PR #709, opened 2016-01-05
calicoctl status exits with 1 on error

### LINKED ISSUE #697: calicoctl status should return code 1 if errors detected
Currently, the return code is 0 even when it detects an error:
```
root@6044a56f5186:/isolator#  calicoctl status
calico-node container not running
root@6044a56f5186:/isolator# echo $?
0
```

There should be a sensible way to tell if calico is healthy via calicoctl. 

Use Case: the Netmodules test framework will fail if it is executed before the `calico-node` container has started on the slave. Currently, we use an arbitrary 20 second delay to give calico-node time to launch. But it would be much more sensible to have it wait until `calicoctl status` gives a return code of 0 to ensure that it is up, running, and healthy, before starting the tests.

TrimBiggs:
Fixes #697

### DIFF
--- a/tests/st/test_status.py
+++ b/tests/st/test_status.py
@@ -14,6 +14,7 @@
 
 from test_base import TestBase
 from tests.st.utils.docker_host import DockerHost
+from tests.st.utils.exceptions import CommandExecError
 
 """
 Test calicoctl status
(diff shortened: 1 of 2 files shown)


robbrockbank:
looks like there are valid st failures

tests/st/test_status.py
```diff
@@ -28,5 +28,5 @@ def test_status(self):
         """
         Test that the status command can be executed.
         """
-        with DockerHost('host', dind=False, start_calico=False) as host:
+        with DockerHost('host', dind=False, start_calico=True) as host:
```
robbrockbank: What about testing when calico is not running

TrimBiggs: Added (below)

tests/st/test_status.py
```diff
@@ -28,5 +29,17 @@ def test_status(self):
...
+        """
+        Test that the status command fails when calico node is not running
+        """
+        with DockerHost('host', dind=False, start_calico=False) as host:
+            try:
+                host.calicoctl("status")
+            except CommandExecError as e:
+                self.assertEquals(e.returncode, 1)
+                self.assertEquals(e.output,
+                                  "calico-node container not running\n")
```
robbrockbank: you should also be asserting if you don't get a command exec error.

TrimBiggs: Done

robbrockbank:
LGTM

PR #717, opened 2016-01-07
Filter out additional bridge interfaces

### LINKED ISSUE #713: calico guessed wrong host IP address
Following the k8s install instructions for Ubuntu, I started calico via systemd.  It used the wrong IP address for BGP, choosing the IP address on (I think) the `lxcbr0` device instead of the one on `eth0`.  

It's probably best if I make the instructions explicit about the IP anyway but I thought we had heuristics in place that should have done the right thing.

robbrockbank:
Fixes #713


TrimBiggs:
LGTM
━━━━━━━━━━━━━━━━━━━━━━━━━━━━━━
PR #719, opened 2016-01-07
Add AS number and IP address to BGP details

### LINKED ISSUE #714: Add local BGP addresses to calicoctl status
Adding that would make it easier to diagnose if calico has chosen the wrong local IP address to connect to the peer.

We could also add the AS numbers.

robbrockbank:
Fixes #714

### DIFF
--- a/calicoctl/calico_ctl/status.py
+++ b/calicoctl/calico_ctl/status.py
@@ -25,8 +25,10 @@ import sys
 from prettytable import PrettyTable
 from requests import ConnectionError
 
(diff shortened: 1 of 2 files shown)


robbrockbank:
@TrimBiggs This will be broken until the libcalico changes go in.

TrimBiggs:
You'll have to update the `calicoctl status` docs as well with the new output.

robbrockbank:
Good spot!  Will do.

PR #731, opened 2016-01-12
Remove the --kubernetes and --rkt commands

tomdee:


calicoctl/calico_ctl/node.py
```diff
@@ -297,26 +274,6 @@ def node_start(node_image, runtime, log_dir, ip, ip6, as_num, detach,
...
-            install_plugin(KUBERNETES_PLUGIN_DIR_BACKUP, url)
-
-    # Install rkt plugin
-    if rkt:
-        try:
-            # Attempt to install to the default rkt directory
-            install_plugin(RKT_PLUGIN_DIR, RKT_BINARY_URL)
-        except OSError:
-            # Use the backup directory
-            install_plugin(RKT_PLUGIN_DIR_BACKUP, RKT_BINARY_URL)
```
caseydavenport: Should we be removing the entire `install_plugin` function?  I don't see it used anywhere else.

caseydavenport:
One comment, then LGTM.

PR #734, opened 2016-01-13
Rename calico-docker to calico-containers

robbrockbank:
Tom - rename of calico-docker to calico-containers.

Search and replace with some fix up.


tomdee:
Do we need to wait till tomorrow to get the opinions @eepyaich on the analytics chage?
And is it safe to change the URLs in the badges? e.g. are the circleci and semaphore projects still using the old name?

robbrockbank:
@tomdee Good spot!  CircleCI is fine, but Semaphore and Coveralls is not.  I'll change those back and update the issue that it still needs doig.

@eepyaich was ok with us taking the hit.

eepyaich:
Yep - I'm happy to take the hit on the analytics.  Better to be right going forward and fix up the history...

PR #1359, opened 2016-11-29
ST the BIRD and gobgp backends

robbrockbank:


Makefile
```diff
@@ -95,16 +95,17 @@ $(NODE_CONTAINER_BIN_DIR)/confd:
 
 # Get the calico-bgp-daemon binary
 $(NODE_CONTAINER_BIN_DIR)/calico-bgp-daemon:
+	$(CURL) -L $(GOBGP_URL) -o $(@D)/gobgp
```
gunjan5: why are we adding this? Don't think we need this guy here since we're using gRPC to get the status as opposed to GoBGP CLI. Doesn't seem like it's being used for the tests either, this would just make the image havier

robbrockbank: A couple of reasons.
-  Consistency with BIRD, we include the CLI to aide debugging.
━━━━━━━━━━━━━━━━━━━━━━━━━━━━━━
[REQUIRED ACTION]
Could you return exactly the lines above from the line with "PR #709, opened 2016-01-05" to the line with "There should be", both included, and nothing else?

[SOLVED PROBLEM]
PR #709, opened 2016-01-05
calicoctl status exits with 1 on error

### LINKED ISSUE #697: calicoctl status should return code 1 if errors detected
Currently, the return code is 0 even when it detects an error:
```
root@6044a56f5186:/isolator#  calicoctl status
calico-node container not running
root@6044a56f5186:/isolator# echo $?
0
```

There should be a sensible way to tell if calico is healthy via calicoctl. 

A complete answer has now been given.